- Alfeo Mizzau

Member of the European Parliament
- In office 1984–1989

Personal details
- Born: 20 March 1926 Beano, Codroipo, Kingdom of Italy
- Died: 14 October 2008 (aged 82) Beano, Codroipo, Italy
- Political party: European People's Party
- Alma mater: Ca' Foscari University of Venice
- Occupation: Politician Economist Business consultant Author

= Alfeo Mizzau =

Italian politician

Alfeo Mizzau (20 March 1926 – 14 October 2008) was an Italian politician and author. A business consultant by trade, in 1945 he joined the Christian Democrats, remaining part of it for decades, in which he dedicated himself to intense political activity. He was a member of the European Parliament from 1984 to 1989.

Mizzau has been credited as having been an important figure for Friuli, having "contributed to the redemption of this land and, above all, convinced that it was necessary to make the Friulians understand what they possessed and the potential not understood and realized."

==Biography==
Alfeo Mizzau was born on 20 March 1926 in Beano, a fraction of the municipality of Codroipo, in the Friuli-Venezia Giulia region of Italy, to Giovannni Battista and Elsa Urban, into a family of peasants of modest means. He was the third of seven children and, already as a young boy, showed to have to potential to pursue his studies at a higher level. His sister even picked up a job (as a nurse) to raise the money that would allow her brother to enroll at the economy faculty of the Ca' Foscari University of Venice. After his graduation at the Venice university (in business economics), he became a business consultant.

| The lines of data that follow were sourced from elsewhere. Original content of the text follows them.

PR #1714, opened 2023-06-09
Add shim support for signurl.

rrauber:


gslib/commands/signurl.py
```diff
@@ -403,6 +404,39 @@ class UrlSignCommand(Command):
       subcommand_help_text={},
   )
 
+  _COMMAND_MAP = GcloudStorageMap(
+      gcloud_command=[
+          'alpha', 'storage', 'sign-url',
+          '--format=csv[separator="\\t"](resource, http_verb, expiration, signed_url)'
```
NickGoog, line 410: What's this going to look like versus gsutil?

gslib/commands/signurl.py
```diff
@@ -403,6 +404,39 @@ class UrlSignCommand(Command):
...
+  def get_gcloud_storage_args(self):
+    self._COMMAND_MAP.gcloud_command += ['--private-key-file=' + self.args[0]]
+    self.args = self.args[1:]
+
+    retention_arg_idx = 0
+    while retention_arg_idx < len(self.sub_opts):
+      if self.sub_opts[retention_arg_idx][0] == '-d':
+        break
+      retention_arg_idx += 1
+    if retention_arg_idx < len(self.sub_opts):
```
NickGoog, line 431: I think it's a bit less error prone if you initially set the idx variable to `None`, set it on index match, and proceed with the conversion if not `None`.

NickGoog:
No more E2E tests needed modification?

gslib/commands/signurl.py
rrauber: Done.

gslib/commands/signurl.py
rrauber: The data itself is exactly the same. Here's gsutil's format: https://github.com/GoogleCloudPlatform/gsutil/blob/master/gslib/commands/signurl.py#L620

The only difference is the header row. Here's what gsutil puts there: https://github.com/GoogleCloudPlatform/gsutil/blob/master/gslib/commands/signurl.py#L558 

gcloud storage has tab separated `resource`, `http_verb`, `expiration`, `signed_url`. I didn't see a good way to print a row like this only once with the gcloud format flag, so to introduce a header row like gsutil's I think we'd need to do it with logic in the gcloud implementation. Think I should do that?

In the 1940s he joined Italian party Christian Democracy, remaining part of it for decades, in which he intensely carried out political activity.

Mizzau was municipal councilor of Codroipo from 1952 to 1970. He was regional councilor of Friuli-Venezia Giulia for 20 consecutive years, from 1964 to 1984, also becoming councilor for local authorities with responsibility for environmental and cultural assets (Italian: Assessore agli enti locali con delega ai beni ambientali e culturali) and then councilor to agriculture.

He was then elected to the European Parliament in 1984, in the second legislature, holding this office until 1989.

He contributed to the opening of the Regional center for the cataloging of environmental and cultural heritage (Centro regionale per la catalogazione dei beni ambientali e culturali) at Villa Manin in Passariano.

In 1968 he contributed to the reopening of the magazine La Panarie. He then contributed to this magazine with his own column, titled Note semiserie. He was president of the Friulian Philological Society (Società filologica friulana) from 1980 to 1994.

In 1992 he suffered a stroke, which severely affected him. Mizzau died in Udine on 14 October 2008, and was buried in his hometown of Beano.

==Works==
- Lotte contadine in Friuli 1919-23 (1961)
- I cattolici popolari a Codroipo 1913-1987 (1979)
- Salvìn i borcs furlans (1981)
- Cjalait il cîl (1987)
- Caro D’Aronco. Friulani, veneti e lombardi tra leghe, movimenti e partiti (1990)
- Il latte versato. La Democrazia Cristiana e le leghe. Cronaca di un confronto mancato (1992)

==Sources==
- A. MIZZAU, Lotte contadine in Friuli, 1919-1923, Preface by D. M. Turoldo, Udine, Del Bianco, 1961;
- F. DI BEAN [A. MIZZAU], Il latte versato. La Democrazia cristiana e le Leghe. Cronaca di un confronto mancato, Udine, La Nuova Base, [1993?];
- G.N. MATALON, Mizzau e la Società filologica friulana, «La Vita Cattolica», 25 June 1983;
- D. CORGNALI, Il primo friulano nel Parlamento di Strasburgo, «La Vita Cattolica», 23 June 1984;
- L. PERESSI, Obituary, «MV», 4 November 2008;
- V. ZANON, In ricordo di Feo di Bean, 41/158 (2008), 7–8.